> [Work order]: Of the material below, the lines to be retyped are those from the line containing "PR #1162, opened 2020-06-17" through the line containing "run command with following examples", inclusive; reproduce them exactly.

> [Source material]:
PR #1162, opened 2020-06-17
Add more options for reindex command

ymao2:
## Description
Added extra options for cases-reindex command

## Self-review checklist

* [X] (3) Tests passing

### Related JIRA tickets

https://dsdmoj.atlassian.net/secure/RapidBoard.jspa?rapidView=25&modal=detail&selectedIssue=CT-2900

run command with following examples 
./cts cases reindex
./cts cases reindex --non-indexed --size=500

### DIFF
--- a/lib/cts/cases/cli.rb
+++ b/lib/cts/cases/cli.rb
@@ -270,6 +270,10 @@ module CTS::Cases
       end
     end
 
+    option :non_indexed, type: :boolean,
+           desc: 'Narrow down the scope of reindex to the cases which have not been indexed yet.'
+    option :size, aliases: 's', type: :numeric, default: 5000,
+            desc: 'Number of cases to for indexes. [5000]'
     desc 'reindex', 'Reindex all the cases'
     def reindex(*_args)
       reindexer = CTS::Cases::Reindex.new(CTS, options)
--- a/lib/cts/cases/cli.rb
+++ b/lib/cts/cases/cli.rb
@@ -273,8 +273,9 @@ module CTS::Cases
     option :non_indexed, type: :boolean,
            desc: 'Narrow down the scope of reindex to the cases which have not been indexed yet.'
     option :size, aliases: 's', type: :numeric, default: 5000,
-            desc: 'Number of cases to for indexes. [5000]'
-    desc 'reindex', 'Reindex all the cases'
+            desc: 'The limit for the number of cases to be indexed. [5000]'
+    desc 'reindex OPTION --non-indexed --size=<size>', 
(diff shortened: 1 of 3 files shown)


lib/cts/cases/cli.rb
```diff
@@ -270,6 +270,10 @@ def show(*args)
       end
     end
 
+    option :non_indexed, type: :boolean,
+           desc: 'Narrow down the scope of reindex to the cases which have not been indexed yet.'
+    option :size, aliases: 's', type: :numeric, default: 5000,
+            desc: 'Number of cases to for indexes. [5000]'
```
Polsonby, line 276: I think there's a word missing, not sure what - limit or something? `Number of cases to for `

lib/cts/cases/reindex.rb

---

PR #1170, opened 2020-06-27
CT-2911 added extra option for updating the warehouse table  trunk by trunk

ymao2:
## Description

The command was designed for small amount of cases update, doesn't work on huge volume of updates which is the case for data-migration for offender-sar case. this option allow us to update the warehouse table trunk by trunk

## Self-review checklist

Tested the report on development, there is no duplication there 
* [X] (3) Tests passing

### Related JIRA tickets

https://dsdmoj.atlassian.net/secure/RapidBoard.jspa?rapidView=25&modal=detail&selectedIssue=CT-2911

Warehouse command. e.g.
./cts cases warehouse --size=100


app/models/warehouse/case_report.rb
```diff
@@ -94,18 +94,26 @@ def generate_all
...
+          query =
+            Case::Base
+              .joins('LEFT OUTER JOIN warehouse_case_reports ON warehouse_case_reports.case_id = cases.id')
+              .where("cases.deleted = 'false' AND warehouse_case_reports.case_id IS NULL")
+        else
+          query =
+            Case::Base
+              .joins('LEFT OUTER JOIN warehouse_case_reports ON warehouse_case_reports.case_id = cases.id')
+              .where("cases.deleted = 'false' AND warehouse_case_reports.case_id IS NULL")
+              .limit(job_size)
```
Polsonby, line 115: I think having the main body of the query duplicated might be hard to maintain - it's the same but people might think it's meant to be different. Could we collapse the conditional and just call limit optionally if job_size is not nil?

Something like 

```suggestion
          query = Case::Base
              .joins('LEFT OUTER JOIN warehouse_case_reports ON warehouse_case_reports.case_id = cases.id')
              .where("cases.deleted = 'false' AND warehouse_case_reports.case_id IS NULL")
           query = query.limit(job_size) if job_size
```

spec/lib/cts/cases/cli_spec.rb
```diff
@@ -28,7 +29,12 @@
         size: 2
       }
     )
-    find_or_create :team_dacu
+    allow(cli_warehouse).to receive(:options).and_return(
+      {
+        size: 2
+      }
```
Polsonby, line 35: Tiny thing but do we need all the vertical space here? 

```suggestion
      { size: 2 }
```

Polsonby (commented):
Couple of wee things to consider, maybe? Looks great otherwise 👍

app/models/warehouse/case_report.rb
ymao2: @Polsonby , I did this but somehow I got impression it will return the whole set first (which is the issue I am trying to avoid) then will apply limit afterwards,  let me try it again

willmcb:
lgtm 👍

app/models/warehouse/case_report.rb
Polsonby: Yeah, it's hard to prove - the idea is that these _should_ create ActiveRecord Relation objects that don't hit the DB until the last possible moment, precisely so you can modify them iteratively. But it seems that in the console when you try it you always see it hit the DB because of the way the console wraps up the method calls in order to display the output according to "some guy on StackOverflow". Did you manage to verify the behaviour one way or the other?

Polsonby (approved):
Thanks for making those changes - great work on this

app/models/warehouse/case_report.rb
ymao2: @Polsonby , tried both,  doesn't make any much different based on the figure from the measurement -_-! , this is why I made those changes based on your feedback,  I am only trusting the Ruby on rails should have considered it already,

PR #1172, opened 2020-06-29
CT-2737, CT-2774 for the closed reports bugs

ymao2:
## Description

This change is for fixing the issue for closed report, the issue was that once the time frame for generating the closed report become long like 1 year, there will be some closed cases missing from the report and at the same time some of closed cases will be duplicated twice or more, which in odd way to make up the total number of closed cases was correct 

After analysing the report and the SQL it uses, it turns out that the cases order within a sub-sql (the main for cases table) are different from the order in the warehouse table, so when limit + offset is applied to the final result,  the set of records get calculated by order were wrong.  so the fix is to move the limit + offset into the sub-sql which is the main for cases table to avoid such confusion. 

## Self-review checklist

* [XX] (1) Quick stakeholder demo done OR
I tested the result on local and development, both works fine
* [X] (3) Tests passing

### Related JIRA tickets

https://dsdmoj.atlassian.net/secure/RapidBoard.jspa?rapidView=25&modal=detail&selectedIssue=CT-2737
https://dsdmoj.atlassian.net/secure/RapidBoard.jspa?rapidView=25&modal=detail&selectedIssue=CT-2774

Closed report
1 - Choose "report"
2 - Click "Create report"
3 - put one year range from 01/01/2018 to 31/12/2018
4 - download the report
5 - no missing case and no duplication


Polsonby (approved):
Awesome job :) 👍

==

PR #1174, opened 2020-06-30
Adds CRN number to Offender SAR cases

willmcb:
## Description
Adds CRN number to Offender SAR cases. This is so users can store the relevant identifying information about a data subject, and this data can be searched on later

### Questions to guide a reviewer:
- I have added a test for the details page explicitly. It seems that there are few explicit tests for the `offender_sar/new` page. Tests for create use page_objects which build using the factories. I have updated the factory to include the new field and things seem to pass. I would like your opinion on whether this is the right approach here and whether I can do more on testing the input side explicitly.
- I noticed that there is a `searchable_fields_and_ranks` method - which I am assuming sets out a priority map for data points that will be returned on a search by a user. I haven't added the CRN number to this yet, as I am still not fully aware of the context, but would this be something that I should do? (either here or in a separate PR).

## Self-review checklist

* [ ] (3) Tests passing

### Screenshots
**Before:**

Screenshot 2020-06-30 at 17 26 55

> [Reply]:
PR #1162, opened 2020-06-17
Add more options for reindex command

ymao2:
## Description
Added extra options for cases-reindex command

## Self-review checklist

* [X] (3) Tests passing

### Related JIRA tickets

https://dsdmoj.atlassian.net/secure/RapidBoard.jspa?rapidView=25&modal=detail&selectedIssue=CT-2900

run command with following examples 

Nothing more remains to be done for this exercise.